“The very identical moment the first drop of Erie water entered the canal at Buffalo, a cannon was fired. Eight miles away stood another cannon and the minute that cannoneer heard the first shot, he fired the second cannon. Eight miles away was another, and so on all the way to Sandy Hook. For more than five hundred miles the cannon were lined up eight miles apart and it took only an hour and twenty minutes for the news to reach New York, and then they sent the news back to Buffalo the same way; and so it took less than three hours to send a message more than a thousand miles. Wasn’t that wonderful?”

The children wriggled impatiently and said, “Please, grampa, the bands are playing. We’d better hurry.”

The old man held them tighter and went on:

“When the canal boats reached New York there was a grand procession of ships, and there were two elegant kegs of Erie water with gold hoops and Governor Clinton emptied one of them into the ocean to marry the sea to the lakes; and another man poured in phials of water from the Elbe, the Rhine, the Rhone, and all the rivers and seas. And the land parade, you should have seen that! All the societies had wagons: the Hatters’ Society with men making hats before your very eyes; the Rope-makers with a ropewalk in operation; the comb-makers, the cordwainers, the printers printing an ode. To-day will be nothing to what people did when I was young, for in those days——”

But the children had broken away from his sharp knees and his fat stomach and his mildewed legends. The band outside was irresistible, and their father was waiting to say good-by to them.

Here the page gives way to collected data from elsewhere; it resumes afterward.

PR #36, opened 2020-03-11
Adding junit tests for Json creation

rmohan20:
These unit tests focus only on the structure of JSON. The logic behind processing XML is not covered here.

### DIFF
--- a/package.json
+++ b/package.json
@@ -76,7 +76,7 @@
   },
   "repository": "forcedotcom/sfdx-scanner",
   "scripts": {
-    "build": "./gradlew build",
+    "build": "./gradlew build test",
     "prepack": "rm -rf lib && tsc -b && oclif-dev manifest && oclif-dev readme",
     "postpack": "rm -f oclif.manifest.json",
     "lint": "eslint ./src --ext .ts",
--- a/package.json
+++ b/package.json
@@ -76,11 +76,11 @@
   },
   "repository": "forcedotcom/sfdx-scanner",
   "scripts": {
-    "build": "./gradlew build test",
+    "build": "./gradlew build",
     "prepack": "rm -rf lib && tsc -b && oclif-dev manifest && oclif-dev readme",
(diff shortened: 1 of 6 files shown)


package.json
```diff
@@ -76,7 +76,7 @@
   },
   "repository": "forcedotcom/sfdx-scanner",
   "scripts": {
-    "build": "./gradlew build",
+    "build": "./gradlew build test",
```
michaelhoefer: ?  We should not intermingle building with running tests here.  In the CI for example, we run build, then we run test, then we run the linter.

Instead, consider adding it to the test command below:

 "test": "./gradlew test && nyc mocha './test/**/*.test.ts'"

pmd-cataloger/src/main/java/sfdc/sfdx/scanner/pmd/catalog/PmdCatalogRule.java
```diff
@@ -23,15 +34,15 @@
...
+    this.name = element.getAttribute(ATTR_NAME);
+    this.message = element.getAttribute(ATTR_MESSAGE);
     this.language = language;
     this.category = category;
     this.description = getDescription(element);
   }
 
   String getFullName() {
-    return getCategoryPath() + "/" + getName();
+    return getCategoryPath() + PATH_JOINER + getName();
```
michaelhoefer: Traditionally (in java) this is called a path separator.  But wondering why you made it a constant?

package.json
rmohan20: Good call. Will fix this.

pmd-cataloger/src/main/java/sfdc/sfdx/scanner/pmd/catalog/PmdCatalogRule.java
rmohan20: Had plans for adding a test for this, but ended up not doing that. Will change it back to what it was.

PR #39, opened 2020-03-13
Rm/verify jre

rmohan20:
JRE/JDK verification.
I'm still working on calling this during `post-install`, as well as modifying `java` calls to verify Java home before invocation.


rmohan20:
Looks like email on Macbook was different from my Desktop, which I was using until now. Just fixed it. I think the next push from Macbook should work fine.

src/lib/JreSetupManager.ts
```diff
@@ -0,0 +1,183 @@
...
+        // If we have javaHome, verify that it is a valid path
+        await this.verifyPath(javaHome);
+
+        // If path exists, verify Java version
+        await this.verifyJavaVersion(javaHome);
+
+        // Write javaHome to Config file
+        await this.setJavaHomeInConfig(javaHome);
+
+        return javaHome;
```
rmohan20: Ongoing change to PmdWrapper has leaked here. Will be fixed when rest of the code is ready.

PR #41, opened 2020-03-18
JreSetupManager unit tests

rmohan20:
…are run, but not on its own. Will revisit it tomorrow

### DIFF
--- a/src/lib/JreSetupManager.ts
+++ b/src/lib/JreSetupManager.ts
@@ -14,7 +14,9 @@ Messages.importMessagesDirectory(__dirname);
 const JAVA_HOME_KEY = 'java-home';
 const JAVA_HOME_SYSTEM_VARIABLES = ['JAVA_HOME', 'JRE_HOME', 'JDK_HOME'];
 
-class Config extends ConfigFile<ConfigFile.Options> {
+// Exported to be used by tests. If this is needed to be used in other places, 
+// consider moving it to a module of its own
+export class Config extends ConfigFile<ConfigFile.Options> {
 
     public static getFileName(): string {
         // TODO: Revisit the file location!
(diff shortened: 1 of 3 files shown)


rmohan20:
All tests fixed

src/lib/JreSetupManager.ts
```diff
@@ -88,17 +103,16 @@ class JreSetupManager extends AsyncCreatable {
...
-                    return resolve(home);
-                }
-            });
-        });
+    private autoDetectJavaHome(): Promise<string> {
+        return this.dependencies.autoDetectJavaHome(this.handleAutoDetectedJavaHome);
+    }
+    handleAutoDetectedJavaHome(err: Error, home: string): string {
+        if (err) {
+            return null; // Absence of javaHome is handled later
```
michaelhoefer: This smells a little funny here. Going to a lot of trouble in defining this function for autoDetectJavaHome just to ignore an error and return either null or the given home param.

rmohan20: find-java-home detects Java Home by running parent of parent of javac. If javac does not exist, this call returns an error. To us, this error only means that java has not been setup in the machine. Line 86, 87 already handles this case. Throwing an error here is not going to give us additional information.
I originally had a logger.trace here, but after my recent refactor to unit test this, had to remove it since this is passed as a callback and logger loses its meaning when this function is invoked.

rmohan20: I would've ideally liked to invoke `javac` through child_process and found its grandparent directory. Since this find-java-home checks Windows registry as well, this seemed like a good idea. But, in general, find-java-home has been super funky to code or unit test.

https://www.npmjs.com/package/find-java-home

src/lib/JreSetupManager.ts
```diff
@@ -24,16 +26,29 @@ class Config extends ConfigFile<ConfigFile.Options> {
     }
 }
 
+// Exported only to be used by tests
+export class JreSetupManagerDependencies {
+    autoDetectJavaHome(handleDetectedValue: (err: Error, home: string) => string): Promise<string> {
```
michaelhoefer: Can't this be simplified? 
```suggestion
    autoDetectJavaHome(): Promise<string> {
    return new Promise<string>((resolve) => {
            findJavaHome({allowJre: true}, (err, home) => {
                resolve(err ? null : home);
            });
        });
    }
```

rmohan20: Hmm, that's the portion of logic I attempted to unit test. Your sample code does look cleaner. Let me change my code.
Hopefully, this part of code will not need additional logic or changes.

rmohan20: Fixed

PR #53, opened 2020-03-24
Java changes to replace exit code with messages + some unit tests

rmohan20:
This is part1 of changes. There's a bunch of typescript changes coming up as well, but the file list here already looks pretty long.

Summary of changes to make reviewing easier:
1. I'm changing SfdxMessager to keep a list of Messages and print them at the `finally` block of main(). I've also pulled out Message into a class file of its own so that testing is easier. For now, I've not removed the existing methods yet so that autobuild continues to work.
2. Exit codes have been replaced to throw new SfdxScannerException. This custom exception has the capability to capture the EventKey and the list of args to be passed.
3. EventKey enum has been expanded to handle EventKey string and the number of arguments the message mapping can take. There are corresponding additions to `messages/EventKeyTemplates.json`. I'm planning to eventually regroup the messages in the JSON to a more intuitive format.
4. `Main.java` has been refactored a little to allow for unit testing.
5. New unit tests for `Main`.


pmd-cataloger/src/main/java/sfdc/sfdx/scanner/SfdxScannerException.java
```diff
@@ -0,0 +1,45 @@
...
+ * Internal exception representation.
+ * Extends RuntimeException to avoid declaring everywhere
+ * Handles capability to plug into SfdxMessager
+ */
+public class SfdxScannerException extends RuntimeException {
+
+  private final EventKey eventKey;
+  private final List<String> args;
+
+  public SfdxScannerException(EventKey eventKey, String[] args) {
```
michaelhoefer:
```suggestion
  public SfdxScannerException(EventKey eventKey, String... args) {
```

pmd-cataloger/src/main/java/sfdc/sfdx/scanner/SfdxScannerException.java
```diff
@@ -0,0 +1,45 @@
...
+    this(eventKey, args, null);
+  }
+
+  public SfdxScannerException(EventKey eventKey, String[] args, Throwable throwable) {
```
michaelhoefer:
```suggestion
  public SfdxScannerException(EventKey eventKey, Throwable throwable, String... args) {
```

pmd-cataloger/src/main/java/sfdc/sfdx/scanner/messaging/SfdxMessager.java
```diff
@@ -34,33 +39,50 @@ public void uxWarn(EventKey key, List<String> args) {
   }
 
   public void uxWarn(EventKey key, List<String> args, boolean verbose) {
```
michaelhoefer:
```suggestion
  public void uxWarn(EventKey key, String... args, boolean verbose) {
```

pmd-cataloger/src/main/java/sfdc/sfdx/scanner/messaging/Message.java
```diff
@@ -0,0 +1,44 @@
...
+public class Message {
+  private EventKey key;
+  private List<String> args;
+  private String log;
+  private MessageType type;
+  private MessageHandler handler;
+  private boolean verbose;
+  private long time;
+
+  Message(EventKey key, List<String> args, String log, MessageType type, MessageHandler handler, boolean verbose) {
```
michaelhoefer:
```suggestion
  Message(EventKey key, String log, MessageType type, MessageHandler handler, String... args, boolean verbose) {
```

pmd-cataloger/src/main/java/sfdc/sfdx/scanner/messaging/SfdxMessager.java
```diff
@@ -34,33 +39,50 @@ public void uxWarn(EventKey key, List<String> args) {
...
+    // TODO: delete in the next iteration
     System.err.println(formatMessage(key, args, MessageType.WARNING, MessageHandler.UX, verbose));
+    final Message message = new Message(key, args, "", MessageType.WARNING, MessageHandler.UX, verbose);
```
michaelhoefer: Going to stop making suggestions now...you get the idea ;). Use the spread syntax instead of arrays...more usable for the caller

rmohan20: Good point! Changes coming up.

PR #56, opened 2020-03-24
Rm/friendly errors

rmohan20:
**Summary of changes**

Changes on Java side:
1. Based on Mike's feedback, replaced all `String[] args` and `List<String> args` with ellipses. This also needed some method signature changes to make sure `String... args` is always the last parameter.
2. Added a INFO message type to `SfdxMessager.java`. Also, converted a missed sysout call into a uxInfo event.

Changes on Typescript side:
1. Extracted Josh's code that processes stdout/stderr into a new `OutputProcessor` module. Most of the code remains the same and has some minor changes to handle `PmdCatalogEvent[log]`.
2. Adding a logger to `OutputProcessor.ts` triggered a chain reaction where I had to convert `PmdSupport`, `PmdCatalogWrapper`, `PmdWrapper` and `RuleManager` into AsyncCreatable. This conversion caused another chain reaction in changing all instantiation of these classes. Overall, this was something I meant to do with another user story to add logger. Used this opportunity to initiate logger in each of these modules, but planning to add the actual log lines in a separate work item.
3. Changes to `scannerCommand.ts` to handle newer event types.

**What changes would the next iteration have?**
The code flow should stop when it encounters an `ERROR` message from Java layer. Also, it should display the real error only when the user can take an action to fix it. In all other cases, it should display a generic uh-oh error and stop immediately.


src/lib/pmd/OutputProcessor.ts
```diff
@@ -0,0 +1,110 @@
...
+    time: number;
+};
+
+/**
+ * Helps with processing output from PmdCatalog java module and converting messages into usable events
+ */
+export class OutputProcessor extends AsyncCreatable {
+
+    private logger!: Logger;
+    private messageLogger!: Logger;
```
jfeingold35: Is the `!` necessary?

src/lib/pmd/PmdCatalogWrapper.ts
```diff
@@ -202,6 +194,7 @@ export class PmdCatalogWrapper extends PmdSupport {
       }
       rulePathEntries.get(language).add(pmdJarName);
     });
+    this.logger.trace(`Added PMD Jar paths: ${rulePathEntries}`);
```
jfeingold35: This won't log anything helpful, because stringifying a map doesn't give you any information about its contents. You'd need to actually transform the map into a string by iterating over its contents in some way.

src/lib/pmd/PmdCatalogWrapper.ts
```diff
@@ -129,7 +121,7 @@ export class PmdCatalogWrapper extends PmdSupport {
     });
 
     // Throw all of our events, and then return the paths.
-    this.orderAndEmitEvents(events, []);
+    this.outputProcessor.orderAndEmitEvents(events, []);
```
jfeingold35: It feels weird for both `orderAndEmitEvents` and `processOutput` to be public methods. I'm not sure how to fix that, but I feel compelled to say it.

src/commands/scanner/run.ts
```diff
@@ -98,7 +98,7 @@ export default class Run extends ScannerCommand {
     const filters = this.buildRuleFilters();
     const target: string[]|string = this.flags.org || await this.unpackTargets();
     const format: OUTPUT_FORMAT = this.flags.format || this.deriveFormatFromOutfile();
-    const ruleManager = new RuleManager();
+    const ruleManager = await RuleManager.create({});
```
jfeingold35: Did you add a constructor that accepts `{}`? I don't see it anywhere.

pmd-cataloger/src/main/java/sfdc/sfdx/scanner/SfdxScannerException.java
```diff
@@ -13,33 +13,36 @@
...
     return args;
   }
 
   public String getFullStacktrace() {
     return Throwables.getStackTraceAsString(this).replace("\\n", " | ");
   }
 
+  @Override
+  public String toString() {
+    return "SfdxScannerException{" +
```
jfeingold35: Do you use the `toString()` method when building the message that the TypeScript will read? If so, does starting the output with "SfdxScannerException" mess anything up?

pmd-cataloger/src/main/java/sfdc/sfdx/scanner/messaging/SfdxMessager.java
```diff
@@ -34,22 +36,68 @@ public static SfdxMessager getInstance() {
...
+    EventKey key,
+    String... args) {
+    uxAddMessage(
+      verbose,
+      messageType,
+      MessageHandler.UX,
+      "",
+      key,
+      args);
+  }
```
jfeingold35: Nitpick: I personally find this formatting really hard to read.

src/lib/pmd/OutputProcessor.ts
```diff
@@ -0,0 +1,110 @@
...
+
+    // We want to find any events that were dumped into stdout or stderr and turn them back into events that can be thrown.
+    // As per the convention outlined in SfdxMessager.java, SFDX-relevant messages will be stored in the outputs as JSONs
+    // sandwiched between 'SFDX-START' and 'SFDX-END'. So we'll find all instances of that.
+    public processOutput(stdout: string, stderr: string): void {
+        this.logger.trace(`stdout: ${stdout}`);
+        this.logger.trace(`stderr: ${stderr}`);
+
+        const outEvents: PmdCatalogEvent[] = this.getEventsFromString(stdout);
+        // TODO: After code streamlining, Main.java prints all messages at once to stdout. Consider removing stderr processing
```
jfeingold35: Question: Why did we change it so everything is logged in stdout, instead of having info/logs go into stdout and errors/warnings go in stderr? This seems fine too, I'm just curious what motivated the change.

src/lib/pmd/OutputProcessor.ts
rmohan20: I picked this up from Thomas' example of initializing a logger. I'm not sure why, but my guess would be that this would prevent initialization error when typescript is compiled with `--strict` clause. Especially because this wouldn't be initialized in a normal constructor way, but rather through the `init()` method.
https://2ality.com/2020/03/class-definitions-typescript.html#strict-property-initialization

src/lib/pmd/PmdCatalogWrapper.ts
rmohan20: Ah, you are right. I was in a hurry to leave one usage of the logger so that I won't get the unused variable error. Will revisit with the adding debug lines story.

src/lib/pmd/PmdCatalogWrapper.ts
rmohan20: Agree. Left it this way for now to not expand the scope of the story anymore.

src/commands/scanner/run.ts
rmohan20: That's coming from parent class AsyncCreatable (https://forcedotcom.github.io/sfdx-dev-packages/kit/classes/asynccreatable.html) - another suggestion from Thomas to allow class properties to be async. Have a look at the changes in `PmdWrapper.java` - this has a more elaborate version of using `{}` to pass values to constructor to eventually assign to class properties.

pmd-cataloger/src/main/java/sfdc/sfdx/scanner/SfdxScannerException.java
rmohan20: No, `toString()` is just a matter of best practice so that we get useful information while debugging code.
For Typescript to read, this exception is converted into an instance of `Message.java` so that the fields are the same. Have a look at the changes in`SfdxMessager.java`.

src/lib/pmd/OutputProcessor.ts
rmohan20: Having messages as items in a list would help with testing. Also, if at some point we decided to use a different mechanism to pass messages to another layer, having them as messages would give us a choice as to what we want to do with it. Converting to `List<Message>` lead to the change of printing all messages at once in the `finally` block of `main()`. At this point, the messages already have the information on how important they are (`MessageType`). So I went ahead with printing them all in `stdout`.

PR #59, opened 2020-03-25
Implemented dynamic determination of java classpath separator character.

jfeingold35:


src/Constants.ts
```diff
@@ -2,6 +2,7 @@ import os = require('os');
 import path = require('path');
 
 export const SFDX_SCANNER_PATH = path.join(os.homedir(), '.sfdx-scanner');
+export const JAVA_CLASSPATH_SEPARATOR = os.platform() === 'win32' ? ';' : ':';
```
michaelhoefer:
```suggestion
export const JAVA_CLASSPATH_SEPARATOR = path.delimiter;
```

PR #60, opened 2020-03-25
Switched to soft-coded path delimiter instead of hardcoded.

jfeingold35:


jfeingold35:
Merging without explicit approval in light of Mike's previous approval of similar PR #59 .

Keith was mighty proud of his father in his fireman’s uniform. But when RoBards seized Immy, tossed her aloft and brought her down to the level of his lips, she was as wildly afraid as Hector’s child had been of him in his great helmet. Immy was easily frightened now. Her scream pierced the air, and she almost had a fit, squirming in her father’s arms and kicking him in the breast as he turned her over to Patty, who received her, wondering like another Andromache.

“What’s the matter? what on earth?” Patty cried. And Immy sobbed:

“I thought Papa was Jud Lasher.”

“What a funny thought! Why should you——”

Patty’s father called to her opportunely, demanding with senile querulousness, who had hidden his walking stick and where. RoBards forgave the old man much for playing providence this once.